(openDemocracy) Most observers thought that any threat to the Sochi Olympics would come from disarray to the east and the south, in the fractious Caucasus. But, as it happened, strife came calling from the West. The difference could not be more stark. As Russia wrapped up its show of stability and splendour in Sochi, Ukraine displayed what is the more common state of affairs in the post-Soviet space: an embittered and bitterly divided populace, a dysfunctional political elite, a nation with an unusable past and a seemingly unattainable future.
After socialism
The violence and chaos on the streets of Kyiv and other Ukrainian cities stood, first and foremost, as evidence of leaders' inability – in some cases, even unwillingness – to live up to the aspirations of their people. The difficulties of post-socialist transition seem to have endowed ruled and rulers alike with a dangerous mix of entitlement and impunity. But citizens have learned more quickly than politicians the value of governance. Whether in the language of ethnic chauvinism or democratic liberalism, citizens demand the same thing: leaders that can be held accountable, heads that can be made to roll.

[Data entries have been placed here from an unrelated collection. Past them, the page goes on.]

PR #1465, opened 2020-12-07
Optimize Convolution

JimBobSquarePants:
### Prerequisites

### Description

Refactors all the convolution algorithms to take advantage of bulk operations. 

Operationally the way the algorithm works has changed as follows:
```
Before
Per Interest Row
        |____ Per Interest Column
                |____ Per Kernel Row
                        |____ Per Kernel Column

After
Per Interest Row
        |____ Per Kernel Row
                |____ Per Interest Column
                        |____ Per Kernel Column
```

This allows us to use our bulk conversion methods per row.

Benchmarks are very healthy.

**Before**
blur-before

**After**
blur-after


src/ImageSharp/Memory/Allocators/ArrayPoolMemoryAllocator.Buffer{T}.cs
```diff
@@ -53,8 +53,13 @@ public override Span<T> GetSpan()
                 {
                     ThrowObjectDisposedException();
                 }
-
+#if SUPPORTS_CREATESPAN
```
JimBobSquarePants, line 56: This came up during profiling. On NET Core 3.1 We can use a shortcut since we know the length.

src/ImageSharp/Memory/Allocators/ArrayPoolMemoryAllocator.Buffer{T}.cs
```diff
@@ -53,8 +53,13 @@ public override Span<T> GetSpan()
...
+                ref byte r0 = ref MemoryMarshal.GetReference<byte>(this.Data);
```
Sergio0694, line 57: Small note - this is implicitly creating a `Span<byte>` from the array. When we add .NET 5 support we can optimize this even further by using `MemoryMarshal.GetArrayDataReference` instead and completely bypass all checks 😊

JimBobSquarePants: Yeah... I was looking at that. I still don't know what to do re .NET 5 though. It's be our first target framework which isn't LTS.

Sergio0694: Ah, right. The way I see it, we could maybe do:
- Add a .NET 5 target to start preparing the codebase for .NET 6. When .NET 6 lands, immediately switch to it and drop .NET 5.
- Just hold our breath until .NET 6 lands and stick to .NET Core 3.1 as max until then.

I'd say it might be worth doing an initial investigation for starters, to see how many places in the lib could actually benefit from .NET 5 exclusive APIs that are not on .NET Core 3.1? Then we could decide based on that 🙂

JimBobSquarePants: ARM intrinsics is a big one.

Sergio0694: Ah, right, right. Yeah that alone might be worth it. Properly supporting ARM64 gives a ton of visibility right now, plus being ready for .NET 6 would be very nice. And if we are to work on ARM64 right now anyway, I don't see the harm in publishing .NET 5 packages already, assuming we'll get a working build soon. After all, companies would likely remain on .NET Core 3.1 until .NET 6 is out, so those wouldn't be affected. And devs on .NET 5 now would be fine with having to jump to .NET 6 immediately anyway, after all they jsut did the same with .NET 5 right now. I'd say if you have time you could look into this and then when you have a branch that shows a nice boost on ARM64, consider shipping if it's really good? 😄

src/ImageSharp/Memory/Allocators/ArrayPoolMemoryAllocator.Buffer{T}.cs
```diff
@@ -53,8 +53,13 @@ public override Span<T> GetSpan()
...
+                return MemoryMarshal.CreateSpan(ref Unsafe.As<byte, T>(ref r0), this.length);
+#else
                 return MemoryMarshal.Cast<byte, T>(this.Data.AsSpan()).Slice(0, this.length);
```
Sergio0694, line 60: In theory here we know that the `byte` size is an exact multiple of our target length for the `T` span, so I was thinking we could be able to remove that final `Slice` call by pre-slicing the `Data` array. Something like:

```csharp
return MemoryMarshal.Cast<byte, T>(this.Data.AsSpan(0, this.length * sizeof(T)));
```

Tried out on sharplab ([here](https://sharplab.io/#v2:EYLgxg9gTgpgtADwGwBYA0AXEBDAzgWwB8ABAJgEYBYAKGIAYACY8gOgCUBXAOwwEt8YLAJI8YUCAAcAymIBuvMDFwBuGvSasAchwFQFKtYykALbFAkAZbMHbc+A1dTUBmJqQYBhGgG8aDfwwSerLYGDAMwACeYQDaALoMACah2I4BgcGh4bw8DAA2MFwA5hjGaQF+ATEAUrwYAOKFYgoAFBiREjAQAGYtAGowYBjQKACUo3GV/sSu3LjY3eFSEthcADwAKgB8DI0Yy6vkm1sto1PpDADuxmLhGwwgDNz4q9hFMInnvtQXAcQA7AwALIwfDQSJAsy4Ux5FgePAYNZRMJoBjbNrGXi4FjJDDYFgAQVwBy4p1GLCkeQUMBadFRpSxLAKxVKo3K/gAvudzjU6o0uM0wG0Ol1egMhiNxpMfn9Zlx5osGCTjrsYPsVlxSMdTud0tdbmiHk8uC8uG8Pl9dX9ASCwVAIVCYXCEUjojBUeiGdjcfiiSTafTMdjmSVjAwAFQMXC8ABeopaG3GbPOXOoHKAA==)) but apparently the codegen is worse for some reason. So yeah I'm not really seeing a way to improve this without having access to the .NET 5 APIs 🤔

src/ImageSharp/Primitives/DenseMatrix{T}.cs
```diff
@@ -109,7 +109,7 @@ public DenseMatrix(T[,] data)
         /// <returns>The <see typeparam="T"/> at the specified position.</returns>
         public ref T this[int row, int column]
         {
-            [MethodImpl(InliningOptions.ShortMethod)]
+            [MethodImpl(MethodImplOptions.AggressiveInlining)]
```
Sergio0694, line 112: Why is it `AggressiveInlining` here and not the internal `ShortMethod`? Was this intentional or did you just forget to change this back after your initial experiments?

src/ImageSharp/Processing/Processors/Convolution/Convolution2DProcessor{TPixel}.cs
```diff
@@ -43,12 +40,12 @@ internal class Convolution2DProcessor<TPixel> : ImageProcessor<TPixel>
         }
 
         /// <summary>
-        /// Gets the horizontal gradient operator.
+        /// Gets the horizontal convolution kernel.
```
Sergio0694, line 43: ❤

src/ImageSharp/Processing/Processors/Convolution/Convolution2DProcessor{TPixel}.cs
```diff
@@ -60,102 +57,39 @@ internal class Convolution2DProcessor<TPixel> : ImageProcessor<TPixel>
...
             var interest = Rectangle.Intersect(this.SourceRectangle, source.Bounds());
-            var operation = new RowOperation(interest, targetPixels, source.PixelBuffer, this.KernelY, this.KernelX, this.Configuration, this.PreserveAlpha);
 
-            ParallelRowIterator.IterateRows<RowOperation, Vector4>(
-                this.Configuration,
-                interest,
-                in operation);
+            // We use a rectangle 3x the interest width to allocate a buffer big enough
+            // for source and target bulk pixel conversion.
+            var operationBounds = new Rectangle(interest.X, interest.Y, interest.Width * 3, interest.Height);
```
Sergio0694, line 69: I'm a bit confused about the temporary memory usage of this solution, as I remember you being a bit worried about this back when I was first working on the bokeh blur processor. Wouldn't this mean we're now allocating a `3 x [image size]` buffer every time now? As in, if I'm processing a `1920x1080` image, this would allocate a `5760 x 1080` temporary buffer, correct? Is that ok? At 4K image that'd be a buffer of 24 million pixels 🤔

Looking at the rest of the code I think I get why you're doing this (as it allows you to access pixels on the Y access in row major order), but I'd be curious about a diff in max peak memory usage compared to `master`, if you have made such a benchmark? If nothing else, I think it'd be an interesting bit of into to include 🙂

src/ImageSharp/Processing/Processors/Convolution/Convolution2PassProcessor{TPixel}.cs
```diff
@@ -42,12 +42,12 @@ internal class Convolution2PassProcessor<TPixel> : ImageProcessor<TPixel>
...
-        /// Gets the horizontal gradient operator.
+        /// Gets the horizontal convolution kernel.
         /// </summary>
         public DenseMatrix<float> KernelX { get; }
 
         /// <summary>
-        /// Gets the vertical gradient operator.
+        /// Gets the vertical convolution kernel.
         /// </summary>
         public DenseMatrix<float> KernelY { get; }
```
Sergio0694, line 52: Small side note, I'm still convinced that using `DenseMatrix<T>` for separable 1D kernels makes the code less intuitive (those are 1D vectors, not matrices) and potentially more overhead for the unnecessary 2D coordinate calculation. I think we could possibly look into having a different DenseVector<T> type in the future that would just map to a 1D vector, to use in cases such as this.

src/ImageSharp/Processing/Processors/Convolution/ReadOnlyKernel.cs
```diff
@@ -0,0 +1,63 @@
...
+using System.Runtime.CompilerServices;
+using System.Runtime.InteropServices;
+
+namespace SixLabors.ImageSharp.Processing.Processors.Convolution
+{
+    /// <summary>
+    /// A stack only, readonly, kernel matrix that can be indexed without
+    /// bounds checks when compiled in release mode.
+    /// </summary>
+    internal readonly ref struct ReadOnlyKernel
```
Sergio0694, line 15: Also to get back to my point above with respect to clarity, imho this should be called `ReadOnlyKernel2D`.

Sergio0694 (approved):
Looks great, and love the speed improvements!
Just left a few notes with respect to code style and other minor things. My main concern is more about peak memory usage int his case, so curious to see more info on that front. Will get to work on the bokeh blur version using this new pattern once this is merged 😄

src/ImageSharp/Primitives/DenseMatrix{T}.cs
JimBobSquarePants: Intentional. `ShortMethod` was initially designed for certain jpeg profiling but it kinda spread. I don't think we need it any more wit the tooling we have available.

src/ImageSharp/Processing/Processors/Convolution/Convolution2DProcessor{TPixel}.cs
JimBobSquarePants: We're actually only allocating a single of `Span<Vector4>` of length `3x interest width` per parallel region and only for 2D convolution. For 1D or 2Pass it's  `1x interest width`.

src/ImageSharp/Processing/Processors/Convolution/Convolution2PassProcessor{TPixel}.cs
JimBobSquarePants: It makes my life easier as I can use the same code throughout when doing things like offset mapping. 

We also use the same code for the non-separable convolution operation so that can be arbitrary dimensions.

src/ImageSharp/Processing/Processors/Convolution/ReadOnlyKernel.cs
JimBobSquarePants: See above, there's only be one type.

src/ImageSharp/Memory/Allocators/ArrayPoolMemoryAllocator.Buffer{T}.cs
JimBobSquarePants: Yep .NET 5 makes this easier.

src/ImageSharp/Primitives/DenseMatrix{T}.cs
Sergio0694: Ah, got it. Well we might want to revert that in another PR then 😄

src/ImageSharp/Processing/Processors/Convolution/Convolution2DProcessor{TPixel}.cs
Sergio0694: Oooh I see, yeah that makes sense. Perfect then! 🚀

Citizens have learned more quickly than politicians the value of governance….leaders that can be held accountable, heads that can be made to roll
Ukraine is only the latest example, and the biggest, but most former Soviet states have seen some degree of the same. Others (Uzbekistan, Turkmenistan) certainly will. Only Russia seems unfazed. Moscow's liberal twitterati fret at the fizzling of their own protest movement, which spooked the Kremlin but generated nothing of the heat we've seen in Kyiv.
Not that Russia's rulers are any better than their Ukrainian counterparts. Russians are aware of the corruption that permeates their state, of the lengths to which their leaders have gone to shield themselves from the influence of the democratic institutions that brought them to power. The show at Sochi went on not because Russians were unaware of their plight, but because they had, it would seem, accepted it. And Victor Yanukovych probably watched the closing ceremony in Sochi on Russian television because Ukrainians, evidently, have not accepted theirs.
Similarities and differences
The political watershed in Ukraine is complex, dividing east and west, Catholic and Orthodox, Russian and Ukrainian speakers, liberal and conservative and chauvinist, those who see strength in integration and those who see weakness. The political watershed in Russia, by contrast, is simple: it runs between those who believe that a better future for the country is possible, and those who do not. Three rouble devaluations in the ‘90s, countless stolen elections and skyrocketing inequality have turned Russians into rugged individualists. When the state appropriated millions of Russians’ pension savings last year, there was hardly a whimper of dismay.
Citizens who believe in the future of their state are willing to contest it, in the voting booths or at the barricades. They are driven by political passions precisely because those passions matter to them in a very real sense. There are, to be sure, those in Russia who are similarly politically passionate, and some of them support Putin. In the early years of Russian democracy, the dedication to politics ran high. But that passion was never requited by Russia’s political establishment, and it has dissipated. In the more than two decades since the fall of the communism, Russians have learned to prosper not with their state, but despite it. Russians of all social strata—those who retire to town homes in Mayfair and those who can retreat only to their dachas and kitchen tables—live in a kind of Soviet-style divorce from their state, forced for lack of an alternative to continue to share the same space but living independent, mutually spiteful lives.
Russians have learned to prosper not with their state, but despite it…continuing to share the same space but living independent, mutually spiteful lives
Ukrainians, of course, have also learned to defend themselves from the difficulties of the prolonged post-Soviet transition, which in many ways has been worse in Ukraine than in Russia. But the same politics of identity and existential crisis that have made policymaking in Kyiv impossible have, ironically, made politics more relevant to Ukrainians than to Russians. Any Russian politician who decides to base his legitimacy on public support rather than the price of oil will first have to convince his would-be electorate that the state is meaningful. Some, including Aleksey Navalny, have turned to identity politics and nationalism to attempt this but there is little traction there: Russia is diverse on paper but homogeneous in practice.
There is a lesson here for Ukraine, too, particularly for those leaders who feel that the ‘Euromaidan’ has put the wind at their back. Speaking at the Munich Security Conference in late January, opposition leader Arseny Yatseniuk implored Western leaders to provide his people with a new Marshall Plan. Aside from the fact that the West has neither the vision nor the treasure for such a plan, the real danger is in the message sent home to Ukrainians, that salvation comes from Brussels and Washington, not from Kyiv.
Ukrainian leaders have the chance to prove that the state can be worthy of the passions of its citizens. If they fail, Ukraine may end up looking a lot more like Russia.